▶ [RECORDS SHOWN]

+ + + + + + +

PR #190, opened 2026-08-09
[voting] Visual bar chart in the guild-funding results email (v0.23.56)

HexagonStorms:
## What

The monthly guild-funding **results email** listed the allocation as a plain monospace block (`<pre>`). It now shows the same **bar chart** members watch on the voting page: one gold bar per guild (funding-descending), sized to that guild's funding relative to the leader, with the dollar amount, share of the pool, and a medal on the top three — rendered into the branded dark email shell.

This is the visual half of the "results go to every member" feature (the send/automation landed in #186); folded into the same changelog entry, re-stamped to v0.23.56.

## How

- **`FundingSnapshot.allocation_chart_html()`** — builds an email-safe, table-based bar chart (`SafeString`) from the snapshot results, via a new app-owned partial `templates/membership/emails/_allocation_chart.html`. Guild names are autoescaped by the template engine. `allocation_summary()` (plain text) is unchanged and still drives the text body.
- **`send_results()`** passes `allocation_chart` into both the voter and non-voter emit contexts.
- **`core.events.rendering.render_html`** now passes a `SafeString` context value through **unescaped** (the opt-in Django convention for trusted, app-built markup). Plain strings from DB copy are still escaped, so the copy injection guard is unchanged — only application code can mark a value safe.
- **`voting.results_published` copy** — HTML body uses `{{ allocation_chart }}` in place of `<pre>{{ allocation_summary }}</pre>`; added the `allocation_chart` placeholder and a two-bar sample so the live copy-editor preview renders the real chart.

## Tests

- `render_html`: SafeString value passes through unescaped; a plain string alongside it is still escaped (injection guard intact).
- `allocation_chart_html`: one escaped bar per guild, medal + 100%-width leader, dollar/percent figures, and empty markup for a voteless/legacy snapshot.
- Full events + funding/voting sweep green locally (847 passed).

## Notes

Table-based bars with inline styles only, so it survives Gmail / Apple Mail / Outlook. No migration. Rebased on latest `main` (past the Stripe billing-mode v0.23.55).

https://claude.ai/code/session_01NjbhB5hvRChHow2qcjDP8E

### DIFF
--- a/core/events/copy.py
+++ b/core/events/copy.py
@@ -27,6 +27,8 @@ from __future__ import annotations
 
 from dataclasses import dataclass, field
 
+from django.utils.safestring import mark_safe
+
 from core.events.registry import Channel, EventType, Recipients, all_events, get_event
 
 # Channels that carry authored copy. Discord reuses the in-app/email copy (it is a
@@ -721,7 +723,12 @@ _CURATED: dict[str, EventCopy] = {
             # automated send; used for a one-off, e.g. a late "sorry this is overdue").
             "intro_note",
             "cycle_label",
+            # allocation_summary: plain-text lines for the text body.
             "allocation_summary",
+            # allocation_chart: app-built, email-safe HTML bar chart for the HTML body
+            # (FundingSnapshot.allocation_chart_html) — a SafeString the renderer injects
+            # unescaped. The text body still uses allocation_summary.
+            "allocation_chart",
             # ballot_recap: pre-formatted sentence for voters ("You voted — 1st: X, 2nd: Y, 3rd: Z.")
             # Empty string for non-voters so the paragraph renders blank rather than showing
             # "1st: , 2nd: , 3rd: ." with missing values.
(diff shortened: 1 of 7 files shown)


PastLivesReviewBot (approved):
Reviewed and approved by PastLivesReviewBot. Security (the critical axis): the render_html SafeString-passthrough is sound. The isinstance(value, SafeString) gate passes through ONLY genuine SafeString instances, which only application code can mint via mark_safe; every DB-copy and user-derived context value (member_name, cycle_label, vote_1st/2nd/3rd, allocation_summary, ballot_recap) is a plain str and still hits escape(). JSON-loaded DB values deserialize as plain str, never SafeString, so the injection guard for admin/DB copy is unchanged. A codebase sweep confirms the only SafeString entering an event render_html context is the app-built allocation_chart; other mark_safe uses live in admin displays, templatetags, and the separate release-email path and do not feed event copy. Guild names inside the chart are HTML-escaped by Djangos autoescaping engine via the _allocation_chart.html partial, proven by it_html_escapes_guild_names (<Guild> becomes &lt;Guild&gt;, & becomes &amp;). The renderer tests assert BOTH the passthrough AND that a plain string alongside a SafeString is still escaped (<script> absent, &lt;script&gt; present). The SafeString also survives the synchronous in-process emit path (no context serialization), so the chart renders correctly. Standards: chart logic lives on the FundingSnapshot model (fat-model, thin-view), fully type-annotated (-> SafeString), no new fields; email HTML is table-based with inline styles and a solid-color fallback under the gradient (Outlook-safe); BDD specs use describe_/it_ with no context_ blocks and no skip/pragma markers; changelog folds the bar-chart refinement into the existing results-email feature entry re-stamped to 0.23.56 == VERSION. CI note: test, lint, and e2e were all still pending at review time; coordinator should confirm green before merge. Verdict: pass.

+ + + + + + +

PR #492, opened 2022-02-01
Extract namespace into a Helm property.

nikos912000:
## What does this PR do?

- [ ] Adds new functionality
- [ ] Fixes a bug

+ + + + + + +

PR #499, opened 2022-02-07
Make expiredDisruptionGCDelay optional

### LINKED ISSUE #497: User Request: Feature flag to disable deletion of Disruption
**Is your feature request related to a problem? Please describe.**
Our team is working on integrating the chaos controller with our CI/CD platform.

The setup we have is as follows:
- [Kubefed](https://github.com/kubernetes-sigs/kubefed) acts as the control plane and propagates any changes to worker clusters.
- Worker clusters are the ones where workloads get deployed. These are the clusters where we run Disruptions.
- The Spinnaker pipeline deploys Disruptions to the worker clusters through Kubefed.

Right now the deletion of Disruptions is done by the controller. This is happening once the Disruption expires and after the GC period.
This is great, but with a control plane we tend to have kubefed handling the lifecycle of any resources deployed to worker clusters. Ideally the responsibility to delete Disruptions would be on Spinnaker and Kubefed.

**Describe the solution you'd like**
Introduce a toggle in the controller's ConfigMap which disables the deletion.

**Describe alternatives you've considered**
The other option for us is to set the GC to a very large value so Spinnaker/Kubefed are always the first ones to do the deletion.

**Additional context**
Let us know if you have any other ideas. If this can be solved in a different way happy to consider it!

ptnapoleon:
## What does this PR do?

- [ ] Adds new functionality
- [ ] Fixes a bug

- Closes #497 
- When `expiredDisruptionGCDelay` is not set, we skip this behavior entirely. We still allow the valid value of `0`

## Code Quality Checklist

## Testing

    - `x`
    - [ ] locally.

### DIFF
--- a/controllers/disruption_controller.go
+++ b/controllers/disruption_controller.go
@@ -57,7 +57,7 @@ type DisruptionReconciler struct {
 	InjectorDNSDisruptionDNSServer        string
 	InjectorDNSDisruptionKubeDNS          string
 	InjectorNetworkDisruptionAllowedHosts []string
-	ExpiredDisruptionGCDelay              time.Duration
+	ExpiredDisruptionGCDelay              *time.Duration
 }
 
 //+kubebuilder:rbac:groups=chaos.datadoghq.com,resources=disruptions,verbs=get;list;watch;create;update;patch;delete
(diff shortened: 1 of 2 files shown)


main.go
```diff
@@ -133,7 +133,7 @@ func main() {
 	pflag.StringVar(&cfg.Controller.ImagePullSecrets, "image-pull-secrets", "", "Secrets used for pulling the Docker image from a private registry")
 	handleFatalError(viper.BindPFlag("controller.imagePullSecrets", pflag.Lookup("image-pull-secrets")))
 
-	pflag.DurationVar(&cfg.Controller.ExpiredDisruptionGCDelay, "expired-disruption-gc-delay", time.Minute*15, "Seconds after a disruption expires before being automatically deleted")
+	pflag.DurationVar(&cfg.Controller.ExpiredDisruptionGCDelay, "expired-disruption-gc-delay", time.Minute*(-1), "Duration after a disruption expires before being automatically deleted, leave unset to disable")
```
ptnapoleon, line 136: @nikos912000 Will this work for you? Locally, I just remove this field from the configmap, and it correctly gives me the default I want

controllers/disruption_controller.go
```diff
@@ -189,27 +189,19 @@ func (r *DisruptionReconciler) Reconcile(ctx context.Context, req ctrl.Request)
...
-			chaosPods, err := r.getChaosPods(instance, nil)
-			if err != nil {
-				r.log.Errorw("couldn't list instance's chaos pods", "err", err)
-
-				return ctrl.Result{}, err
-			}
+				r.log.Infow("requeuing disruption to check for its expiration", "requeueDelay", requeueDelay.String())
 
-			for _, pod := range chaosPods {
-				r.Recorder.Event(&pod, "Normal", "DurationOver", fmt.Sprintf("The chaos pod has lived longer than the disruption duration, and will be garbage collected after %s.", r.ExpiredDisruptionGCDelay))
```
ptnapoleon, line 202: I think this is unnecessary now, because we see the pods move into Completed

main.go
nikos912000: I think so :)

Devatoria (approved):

+ + + + + + +

▶ [INSTRUCTIONS FOR THE TASK]
Where the data above reaches the line holding "django.utils.safestring import mark_safe", begin printing, and stop after the line holding "the HTML body". Each line must be reproduced exactly, with nothing else added.

▶ [OUTPUT]
+from django.utils.safestring import mark_safe
+
 from core.events.registry import Channel, EventType, Recipients, all_events, get_event
 
 # Channels that carry authored copy. Discord reuses the in-app/email copy (it is a
@@ -721,7 +723,12 @@ _CURATED: dict[str, EventCopy] = {
             # automated send; used for a one-off, e.g. a late "sorry this is overdue").
             "intro_note",
             "cycle_label",
+            # allocation_summary: plain-text lines for the text body.
             "allocation_summary",
+            # allocation_chart: app-built, email-safe HTML bar chart for the HTML body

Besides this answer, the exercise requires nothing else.